- _Work to be completed_
Pick out the lines below that include the string "again".
[Provided records Boundary: Start]
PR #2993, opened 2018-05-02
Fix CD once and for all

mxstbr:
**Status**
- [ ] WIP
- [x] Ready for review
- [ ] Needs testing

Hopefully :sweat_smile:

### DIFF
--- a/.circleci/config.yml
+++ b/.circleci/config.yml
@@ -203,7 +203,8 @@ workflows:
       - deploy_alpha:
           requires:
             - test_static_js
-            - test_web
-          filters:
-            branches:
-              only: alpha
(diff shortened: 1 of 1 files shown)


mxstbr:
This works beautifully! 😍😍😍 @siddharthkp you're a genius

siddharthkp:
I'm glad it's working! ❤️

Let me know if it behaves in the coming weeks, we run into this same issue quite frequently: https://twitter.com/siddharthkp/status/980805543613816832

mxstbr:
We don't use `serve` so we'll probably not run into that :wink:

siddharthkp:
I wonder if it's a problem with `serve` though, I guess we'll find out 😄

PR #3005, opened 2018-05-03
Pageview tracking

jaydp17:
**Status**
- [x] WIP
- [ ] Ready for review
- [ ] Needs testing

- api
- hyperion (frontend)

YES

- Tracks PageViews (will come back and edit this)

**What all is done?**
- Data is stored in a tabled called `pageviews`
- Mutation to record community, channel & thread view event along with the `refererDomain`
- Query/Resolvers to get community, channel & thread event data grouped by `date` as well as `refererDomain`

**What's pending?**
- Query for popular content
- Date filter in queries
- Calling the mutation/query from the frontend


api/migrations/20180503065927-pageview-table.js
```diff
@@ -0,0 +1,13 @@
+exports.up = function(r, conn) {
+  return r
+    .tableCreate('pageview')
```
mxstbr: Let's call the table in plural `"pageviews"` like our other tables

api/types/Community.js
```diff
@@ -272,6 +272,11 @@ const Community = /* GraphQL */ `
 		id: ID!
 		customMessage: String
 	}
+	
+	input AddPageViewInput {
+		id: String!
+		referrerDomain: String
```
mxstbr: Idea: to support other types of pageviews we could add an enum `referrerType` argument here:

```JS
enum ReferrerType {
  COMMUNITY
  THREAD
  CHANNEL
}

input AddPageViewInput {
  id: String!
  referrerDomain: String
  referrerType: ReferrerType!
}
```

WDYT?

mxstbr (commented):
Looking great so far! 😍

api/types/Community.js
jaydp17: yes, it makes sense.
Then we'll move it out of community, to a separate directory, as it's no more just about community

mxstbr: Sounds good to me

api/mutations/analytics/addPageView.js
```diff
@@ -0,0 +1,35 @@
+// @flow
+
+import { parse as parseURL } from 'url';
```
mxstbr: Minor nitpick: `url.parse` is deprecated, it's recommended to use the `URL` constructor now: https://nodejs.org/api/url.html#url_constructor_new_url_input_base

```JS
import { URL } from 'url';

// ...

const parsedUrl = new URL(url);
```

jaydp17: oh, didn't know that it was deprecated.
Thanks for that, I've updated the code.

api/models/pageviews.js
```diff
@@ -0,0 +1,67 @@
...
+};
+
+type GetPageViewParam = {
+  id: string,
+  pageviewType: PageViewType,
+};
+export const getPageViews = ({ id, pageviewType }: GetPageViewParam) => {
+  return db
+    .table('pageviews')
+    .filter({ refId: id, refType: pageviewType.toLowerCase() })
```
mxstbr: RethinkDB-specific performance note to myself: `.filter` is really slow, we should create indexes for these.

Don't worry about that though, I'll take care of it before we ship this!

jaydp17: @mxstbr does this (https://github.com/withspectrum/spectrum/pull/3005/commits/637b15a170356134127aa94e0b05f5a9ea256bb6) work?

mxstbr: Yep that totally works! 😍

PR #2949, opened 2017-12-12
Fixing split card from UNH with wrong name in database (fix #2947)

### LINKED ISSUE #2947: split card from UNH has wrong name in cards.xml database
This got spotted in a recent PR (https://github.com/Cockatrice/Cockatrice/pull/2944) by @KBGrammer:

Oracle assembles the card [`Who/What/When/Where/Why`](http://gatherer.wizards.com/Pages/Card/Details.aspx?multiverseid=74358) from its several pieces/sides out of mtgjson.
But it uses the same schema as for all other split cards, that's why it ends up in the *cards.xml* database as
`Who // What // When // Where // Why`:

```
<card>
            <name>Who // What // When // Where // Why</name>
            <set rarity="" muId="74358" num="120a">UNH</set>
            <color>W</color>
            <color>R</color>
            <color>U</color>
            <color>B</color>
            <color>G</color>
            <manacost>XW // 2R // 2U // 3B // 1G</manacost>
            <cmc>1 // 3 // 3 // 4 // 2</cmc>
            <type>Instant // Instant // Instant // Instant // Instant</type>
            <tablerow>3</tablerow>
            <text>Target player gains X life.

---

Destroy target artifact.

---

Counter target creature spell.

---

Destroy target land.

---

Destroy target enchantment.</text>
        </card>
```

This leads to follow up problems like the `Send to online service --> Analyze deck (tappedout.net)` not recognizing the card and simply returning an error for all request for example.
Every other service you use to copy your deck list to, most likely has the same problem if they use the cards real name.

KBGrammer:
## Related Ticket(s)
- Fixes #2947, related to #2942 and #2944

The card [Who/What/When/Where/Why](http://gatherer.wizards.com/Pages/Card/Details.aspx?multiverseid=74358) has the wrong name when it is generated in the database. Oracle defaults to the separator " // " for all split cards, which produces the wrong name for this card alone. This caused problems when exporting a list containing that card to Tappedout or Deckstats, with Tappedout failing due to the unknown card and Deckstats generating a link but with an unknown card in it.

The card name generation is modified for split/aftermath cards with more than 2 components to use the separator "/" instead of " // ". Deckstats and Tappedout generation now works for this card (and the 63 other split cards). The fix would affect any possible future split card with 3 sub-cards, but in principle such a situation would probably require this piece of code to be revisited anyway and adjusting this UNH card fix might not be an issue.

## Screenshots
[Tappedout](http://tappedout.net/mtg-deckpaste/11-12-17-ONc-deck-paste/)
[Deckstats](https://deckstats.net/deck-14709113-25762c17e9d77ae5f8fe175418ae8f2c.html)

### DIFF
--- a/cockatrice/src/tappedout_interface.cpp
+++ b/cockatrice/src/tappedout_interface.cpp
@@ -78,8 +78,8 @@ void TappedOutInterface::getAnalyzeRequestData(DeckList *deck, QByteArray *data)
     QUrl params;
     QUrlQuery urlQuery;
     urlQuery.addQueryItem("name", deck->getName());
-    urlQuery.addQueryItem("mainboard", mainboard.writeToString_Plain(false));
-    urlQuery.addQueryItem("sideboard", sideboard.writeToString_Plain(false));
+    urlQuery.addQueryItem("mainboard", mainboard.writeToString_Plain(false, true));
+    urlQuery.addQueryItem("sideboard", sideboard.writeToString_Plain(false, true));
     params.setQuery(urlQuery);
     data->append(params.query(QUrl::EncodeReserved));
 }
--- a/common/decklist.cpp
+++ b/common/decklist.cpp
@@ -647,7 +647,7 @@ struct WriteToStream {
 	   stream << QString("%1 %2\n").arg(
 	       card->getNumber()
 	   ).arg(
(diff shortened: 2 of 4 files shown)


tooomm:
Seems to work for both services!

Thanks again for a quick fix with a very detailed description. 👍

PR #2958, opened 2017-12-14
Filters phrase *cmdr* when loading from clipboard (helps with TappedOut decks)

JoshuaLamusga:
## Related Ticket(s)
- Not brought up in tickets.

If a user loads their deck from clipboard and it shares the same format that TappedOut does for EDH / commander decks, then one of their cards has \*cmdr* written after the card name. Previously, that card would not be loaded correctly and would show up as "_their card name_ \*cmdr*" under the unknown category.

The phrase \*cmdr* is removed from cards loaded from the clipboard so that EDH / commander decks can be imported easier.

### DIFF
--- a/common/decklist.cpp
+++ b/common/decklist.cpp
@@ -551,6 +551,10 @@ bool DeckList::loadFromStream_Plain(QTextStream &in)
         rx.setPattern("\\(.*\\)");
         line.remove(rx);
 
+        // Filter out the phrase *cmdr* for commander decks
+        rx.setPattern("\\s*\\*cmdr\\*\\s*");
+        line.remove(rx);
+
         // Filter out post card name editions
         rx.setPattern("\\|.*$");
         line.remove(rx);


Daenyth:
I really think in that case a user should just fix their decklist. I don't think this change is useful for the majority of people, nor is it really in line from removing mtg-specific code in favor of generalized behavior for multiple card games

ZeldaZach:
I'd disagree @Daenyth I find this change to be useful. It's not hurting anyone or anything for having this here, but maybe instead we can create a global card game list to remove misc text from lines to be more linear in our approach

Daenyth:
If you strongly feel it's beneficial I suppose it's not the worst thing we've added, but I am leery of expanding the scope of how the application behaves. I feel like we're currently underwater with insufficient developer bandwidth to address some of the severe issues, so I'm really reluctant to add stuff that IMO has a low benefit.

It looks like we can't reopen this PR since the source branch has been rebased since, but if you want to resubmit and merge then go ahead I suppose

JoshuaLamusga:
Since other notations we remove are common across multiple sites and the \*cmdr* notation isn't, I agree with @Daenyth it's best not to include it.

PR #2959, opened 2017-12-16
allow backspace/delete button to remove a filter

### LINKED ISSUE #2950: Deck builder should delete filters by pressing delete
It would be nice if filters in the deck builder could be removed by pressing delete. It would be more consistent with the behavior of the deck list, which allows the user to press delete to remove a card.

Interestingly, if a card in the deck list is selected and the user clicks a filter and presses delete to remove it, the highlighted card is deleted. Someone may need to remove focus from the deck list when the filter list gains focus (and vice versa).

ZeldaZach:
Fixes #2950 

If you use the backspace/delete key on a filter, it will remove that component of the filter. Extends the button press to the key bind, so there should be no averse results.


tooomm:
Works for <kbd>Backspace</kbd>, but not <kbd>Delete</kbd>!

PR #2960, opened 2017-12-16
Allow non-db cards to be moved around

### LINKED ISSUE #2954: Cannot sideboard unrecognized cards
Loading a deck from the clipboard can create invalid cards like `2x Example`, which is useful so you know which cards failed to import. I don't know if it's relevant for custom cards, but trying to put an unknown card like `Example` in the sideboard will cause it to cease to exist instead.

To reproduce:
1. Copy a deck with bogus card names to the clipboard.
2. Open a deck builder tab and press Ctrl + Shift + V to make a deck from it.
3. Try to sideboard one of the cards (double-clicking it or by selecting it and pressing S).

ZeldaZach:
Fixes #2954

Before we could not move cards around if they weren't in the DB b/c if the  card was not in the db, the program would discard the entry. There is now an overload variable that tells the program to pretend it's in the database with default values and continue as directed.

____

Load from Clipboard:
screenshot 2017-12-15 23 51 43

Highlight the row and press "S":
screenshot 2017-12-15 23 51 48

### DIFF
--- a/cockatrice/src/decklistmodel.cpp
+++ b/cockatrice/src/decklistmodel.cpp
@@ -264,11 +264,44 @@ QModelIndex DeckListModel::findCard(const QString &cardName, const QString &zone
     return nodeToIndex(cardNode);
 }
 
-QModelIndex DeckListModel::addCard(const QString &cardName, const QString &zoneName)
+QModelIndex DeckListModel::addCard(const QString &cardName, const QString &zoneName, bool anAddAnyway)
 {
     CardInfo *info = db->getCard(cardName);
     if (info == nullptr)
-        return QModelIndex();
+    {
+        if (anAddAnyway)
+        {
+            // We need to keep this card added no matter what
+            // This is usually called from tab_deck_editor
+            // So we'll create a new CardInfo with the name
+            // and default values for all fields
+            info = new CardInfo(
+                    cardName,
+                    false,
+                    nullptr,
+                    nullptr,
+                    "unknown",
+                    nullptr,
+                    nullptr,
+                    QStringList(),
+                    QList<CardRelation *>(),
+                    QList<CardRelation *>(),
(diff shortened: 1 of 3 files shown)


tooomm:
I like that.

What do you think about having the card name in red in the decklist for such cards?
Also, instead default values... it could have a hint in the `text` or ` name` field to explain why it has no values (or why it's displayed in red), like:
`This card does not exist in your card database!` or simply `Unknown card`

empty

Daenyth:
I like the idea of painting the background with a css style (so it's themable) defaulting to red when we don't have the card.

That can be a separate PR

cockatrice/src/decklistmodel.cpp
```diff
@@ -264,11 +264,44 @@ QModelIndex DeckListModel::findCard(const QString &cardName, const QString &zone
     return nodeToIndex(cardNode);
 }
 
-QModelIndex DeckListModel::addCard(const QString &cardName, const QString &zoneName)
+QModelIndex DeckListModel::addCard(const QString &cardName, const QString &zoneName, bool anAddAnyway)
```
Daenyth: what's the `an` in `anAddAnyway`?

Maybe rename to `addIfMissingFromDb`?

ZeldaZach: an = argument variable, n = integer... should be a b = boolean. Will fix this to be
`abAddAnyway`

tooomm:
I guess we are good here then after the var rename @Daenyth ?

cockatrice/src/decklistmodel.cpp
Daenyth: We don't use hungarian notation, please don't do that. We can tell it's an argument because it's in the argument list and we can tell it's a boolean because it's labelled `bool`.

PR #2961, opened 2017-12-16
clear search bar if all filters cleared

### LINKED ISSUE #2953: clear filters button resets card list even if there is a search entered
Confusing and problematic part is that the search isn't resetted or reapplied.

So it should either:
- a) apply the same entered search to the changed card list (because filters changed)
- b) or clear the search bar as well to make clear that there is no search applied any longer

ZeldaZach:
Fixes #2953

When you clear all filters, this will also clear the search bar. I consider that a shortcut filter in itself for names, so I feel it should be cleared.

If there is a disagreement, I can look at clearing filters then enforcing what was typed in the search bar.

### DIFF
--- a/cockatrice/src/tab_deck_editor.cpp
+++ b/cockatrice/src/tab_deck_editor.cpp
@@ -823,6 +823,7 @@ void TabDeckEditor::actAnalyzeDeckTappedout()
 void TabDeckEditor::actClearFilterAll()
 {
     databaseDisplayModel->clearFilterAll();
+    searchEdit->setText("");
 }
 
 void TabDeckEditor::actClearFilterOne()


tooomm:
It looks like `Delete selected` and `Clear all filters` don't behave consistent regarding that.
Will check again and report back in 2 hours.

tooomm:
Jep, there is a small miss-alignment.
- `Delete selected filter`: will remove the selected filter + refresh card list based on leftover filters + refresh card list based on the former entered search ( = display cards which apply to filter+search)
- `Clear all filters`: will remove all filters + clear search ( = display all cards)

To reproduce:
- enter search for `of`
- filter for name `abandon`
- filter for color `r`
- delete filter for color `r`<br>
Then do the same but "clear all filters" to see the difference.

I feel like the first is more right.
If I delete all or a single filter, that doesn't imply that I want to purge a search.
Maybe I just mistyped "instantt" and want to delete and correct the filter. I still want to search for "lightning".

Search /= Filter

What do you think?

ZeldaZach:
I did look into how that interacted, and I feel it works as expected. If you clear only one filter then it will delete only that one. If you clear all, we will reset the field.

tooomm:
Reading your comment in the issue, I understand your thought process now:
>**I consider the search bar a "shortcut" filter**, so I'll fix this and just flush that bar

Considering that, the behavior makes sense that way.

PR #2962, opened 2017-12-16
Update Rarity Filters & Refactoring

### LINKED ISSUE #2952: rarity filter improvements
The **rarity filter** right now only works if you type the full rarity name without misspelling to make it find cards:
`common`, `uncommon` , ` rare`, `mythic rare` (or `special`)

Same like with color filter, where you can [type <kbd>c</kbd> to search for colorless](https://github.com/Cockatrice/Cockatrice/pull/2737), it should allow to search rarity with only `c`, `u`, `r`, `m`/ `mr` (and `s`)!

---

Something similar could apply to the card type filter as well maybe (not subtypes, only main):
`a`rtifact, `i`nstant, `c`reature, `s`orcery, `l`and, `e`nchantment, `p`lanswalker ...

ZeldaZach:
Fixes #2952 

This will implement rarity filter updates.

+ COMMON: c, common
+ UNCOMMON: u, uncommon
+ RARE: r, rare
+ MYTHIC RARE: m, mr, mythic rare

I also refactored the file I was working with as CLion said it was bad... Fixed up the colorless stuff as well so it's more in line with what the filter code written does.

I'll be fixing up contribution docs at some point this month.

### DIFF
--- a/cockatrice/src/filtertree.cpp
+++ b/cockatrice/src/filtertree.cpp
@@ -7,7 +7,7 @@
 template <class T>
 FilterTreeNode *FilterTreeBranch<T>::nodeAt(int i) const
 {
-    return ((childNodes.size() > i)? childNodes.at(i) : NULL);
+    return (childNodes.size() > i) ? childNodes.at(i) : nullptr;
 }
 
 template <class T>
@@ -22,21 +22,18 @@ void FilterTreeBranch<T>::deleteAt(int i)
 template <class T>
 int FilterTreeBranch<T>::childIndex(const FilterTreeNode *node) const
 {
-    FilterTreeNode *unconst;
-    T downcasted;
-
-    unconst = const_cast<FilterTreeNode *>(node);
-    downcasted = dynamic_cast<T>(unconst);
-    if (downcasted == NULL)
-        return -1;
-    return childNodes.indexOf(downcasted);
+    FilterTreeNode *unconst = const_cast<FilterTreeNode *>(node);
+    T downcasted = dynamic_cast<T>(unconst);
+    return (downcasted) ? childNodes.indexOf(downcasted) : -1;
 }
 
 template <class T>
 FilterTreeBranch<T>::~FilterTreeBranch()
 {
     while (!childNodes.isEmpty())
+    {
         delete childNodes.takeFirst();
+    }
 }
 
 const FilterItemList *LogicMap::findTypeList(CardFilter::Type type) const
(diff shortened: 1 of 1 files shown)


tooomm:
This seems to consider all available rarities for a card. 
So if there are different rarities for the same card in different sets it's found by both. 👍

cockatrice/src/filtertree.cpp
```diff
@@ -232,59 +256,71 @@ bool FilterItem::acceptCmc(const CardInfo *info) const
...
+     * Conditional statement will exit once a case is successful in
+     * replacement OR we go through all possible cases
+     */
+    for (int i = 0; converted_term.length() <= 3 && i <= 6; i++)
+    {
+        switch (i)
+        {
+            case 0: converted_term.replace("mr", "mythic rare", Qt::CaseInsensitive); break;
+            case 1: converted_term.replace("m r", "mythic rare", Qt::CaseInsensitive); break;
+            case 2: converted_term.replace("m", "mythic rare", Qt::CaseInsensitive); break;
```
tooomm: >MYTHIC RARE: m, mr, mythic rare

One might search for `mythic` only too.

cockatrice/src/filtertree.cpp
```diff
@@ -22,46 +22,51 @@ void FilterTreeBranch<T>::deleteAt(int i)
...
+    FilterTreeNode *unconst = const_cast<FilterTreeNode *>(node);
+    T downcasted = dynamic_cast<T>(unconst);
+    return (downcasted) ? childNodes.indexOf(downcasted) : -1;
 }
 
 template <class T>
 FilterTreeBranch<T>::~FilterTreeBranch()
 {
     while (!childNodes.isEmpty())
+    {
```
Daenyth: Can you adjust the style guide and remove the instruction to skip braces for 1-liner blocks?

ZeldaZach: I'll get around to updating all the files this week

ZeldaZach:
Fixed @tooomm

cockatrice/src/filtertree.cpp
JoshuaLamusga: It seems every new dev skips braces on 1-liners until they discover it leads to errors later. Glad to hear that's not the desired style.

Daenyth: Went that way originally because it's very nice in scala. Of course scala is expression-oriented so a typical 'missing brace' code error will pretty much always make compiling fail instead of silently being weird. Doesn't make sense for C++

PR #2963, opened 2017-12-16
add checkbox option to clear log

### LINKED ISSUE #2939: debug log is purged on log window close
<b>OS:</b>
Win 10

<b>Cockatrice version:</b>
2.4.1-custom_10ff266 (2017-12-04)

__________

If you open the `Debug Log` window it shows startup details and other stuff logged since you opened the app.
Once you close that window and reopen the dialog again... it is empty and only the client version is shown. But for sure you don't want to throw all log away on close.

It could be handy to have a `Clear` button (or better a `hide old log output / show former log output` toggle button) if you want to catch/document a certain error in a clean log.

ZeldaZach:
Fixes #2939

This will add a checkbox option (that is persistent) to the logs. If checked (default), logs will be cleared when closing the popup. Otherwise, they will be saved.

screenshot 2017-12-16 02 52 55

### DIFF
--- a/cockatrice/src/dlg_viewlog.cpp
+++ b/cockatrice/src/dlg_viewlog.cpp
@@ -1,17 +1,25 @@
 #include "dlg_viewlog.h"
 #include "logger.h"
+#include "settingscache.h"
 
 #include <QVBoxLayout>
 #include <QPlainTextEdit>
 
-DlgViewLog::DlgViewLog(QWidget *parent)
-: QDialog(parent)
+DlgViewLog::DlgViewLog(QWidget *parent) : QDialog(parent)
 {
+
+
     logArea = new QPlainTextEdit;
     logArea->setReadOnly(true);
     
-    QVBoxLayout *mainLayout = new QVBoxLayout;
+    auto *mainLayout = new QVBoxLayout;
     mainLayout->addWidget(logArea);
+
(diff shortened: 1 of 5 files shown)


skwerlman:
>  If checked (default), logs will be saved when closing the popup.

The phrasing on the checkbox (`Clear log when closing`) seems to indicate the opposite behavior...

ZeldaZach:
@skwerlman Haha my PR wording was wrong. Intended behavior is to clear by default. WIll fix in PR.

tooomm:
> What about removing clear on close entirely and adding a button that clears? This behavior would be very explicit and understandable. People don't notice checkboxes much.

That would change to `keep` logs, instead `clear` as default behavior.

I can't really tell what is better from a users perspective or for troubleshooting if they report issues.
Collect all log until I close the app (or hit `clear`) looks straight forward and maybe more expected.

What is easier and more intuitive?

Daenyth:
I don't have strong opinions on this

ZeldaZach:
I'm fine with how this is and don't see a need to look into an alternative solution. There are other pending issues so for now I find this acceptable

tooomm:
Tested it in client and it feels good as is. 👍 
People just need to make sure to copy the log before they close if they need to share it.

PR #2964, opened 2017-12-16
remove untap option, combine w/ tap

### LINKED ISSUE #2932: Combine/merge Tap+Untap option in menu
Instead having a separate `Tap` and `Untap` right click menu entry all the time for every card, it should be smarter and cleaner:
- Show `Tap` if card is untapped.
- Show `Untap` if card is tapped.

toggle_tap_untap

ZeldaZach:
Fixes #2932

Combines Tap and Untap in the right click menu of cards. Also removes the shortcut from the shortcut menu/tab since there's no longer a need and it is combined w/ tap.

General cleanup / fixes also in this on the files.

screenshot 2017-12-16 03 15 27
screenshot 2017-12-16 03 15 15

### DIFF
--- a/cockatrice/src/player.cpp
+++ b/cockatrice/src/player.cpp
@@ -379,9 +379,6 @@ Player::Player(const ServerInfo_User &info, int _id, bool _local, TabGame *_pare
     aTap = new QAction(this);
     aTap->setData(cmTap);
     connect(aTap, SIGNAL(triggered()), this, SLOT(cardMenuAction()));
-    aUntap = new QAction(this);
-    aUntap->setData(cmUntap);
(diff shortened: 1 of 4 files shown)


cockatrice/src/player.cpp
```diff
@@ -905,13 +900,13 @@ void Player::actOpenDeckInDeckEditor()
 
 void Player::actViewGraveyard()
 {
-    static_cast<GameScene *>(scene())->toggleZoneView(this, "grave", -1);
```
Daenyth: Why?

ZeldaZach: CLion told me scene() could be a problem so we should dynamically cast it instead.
[Provided records Boundary: End]
- _Your solution_
Thanks again for a quick fix with a very detailed description. 👍
Will check again and report back in 2 hours.
Once you close that window and reopen the dialog again... it is empty and only the client version is shown. But for sure you don't want to throw all log away on close.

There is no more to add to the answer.